The lines to be copied are those below that contain "opened".

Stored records
•••••
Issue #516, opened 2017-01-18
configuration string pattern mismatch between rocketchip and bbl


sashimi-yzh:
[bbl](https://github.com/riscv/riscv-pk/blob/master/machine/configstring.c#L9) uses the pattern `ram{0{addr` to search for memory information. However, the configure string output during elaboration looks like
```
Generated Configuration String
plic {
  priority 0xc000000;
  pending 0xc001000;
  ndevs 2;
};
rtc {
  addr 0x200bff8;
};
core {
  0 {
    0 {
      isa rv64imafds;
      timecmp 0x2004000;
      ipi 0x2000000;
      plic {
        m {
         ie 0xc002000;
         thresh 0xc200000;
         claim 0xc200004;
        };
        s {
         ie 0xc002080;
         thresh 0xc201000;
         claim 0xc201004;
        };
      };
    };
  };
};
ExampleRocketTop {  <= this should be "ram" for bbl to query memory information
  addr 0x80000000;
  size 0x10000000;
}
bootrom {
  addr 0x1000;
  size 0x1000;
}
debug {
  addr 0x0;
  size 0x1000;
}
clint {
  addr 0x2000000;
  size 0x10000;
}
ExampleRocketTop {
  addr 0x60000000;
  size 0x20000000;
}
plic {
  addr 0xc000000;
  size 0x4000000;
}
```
•••••
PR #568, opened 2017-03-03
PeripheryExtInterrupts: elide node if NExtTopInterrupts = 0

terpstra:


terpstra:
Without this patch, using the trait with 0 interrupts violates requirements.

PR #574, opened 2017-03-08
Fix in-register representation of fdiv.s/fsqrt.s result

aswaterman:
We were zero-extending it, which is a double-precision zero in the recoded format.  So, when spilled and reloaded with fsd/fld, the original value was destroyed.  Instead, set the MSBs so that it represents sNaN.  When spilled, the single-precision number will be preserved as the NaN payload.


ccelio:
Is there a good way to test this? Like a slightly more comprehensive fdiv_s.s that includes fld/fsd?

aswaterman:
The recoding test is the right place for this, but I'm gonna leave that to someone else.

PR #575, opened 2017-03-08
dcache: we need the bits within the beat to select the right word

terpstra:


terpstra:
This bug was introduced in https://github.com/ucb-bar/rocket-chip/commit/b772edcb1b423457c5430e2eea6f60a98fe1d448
•••••
RESPONSE TO THIS EXERCISE
Issue #516, opened 2017-01-18
PR #568, opened 2017-03-03
PR #574, opened 2017-03-08
PR #575, opened 2017-03-08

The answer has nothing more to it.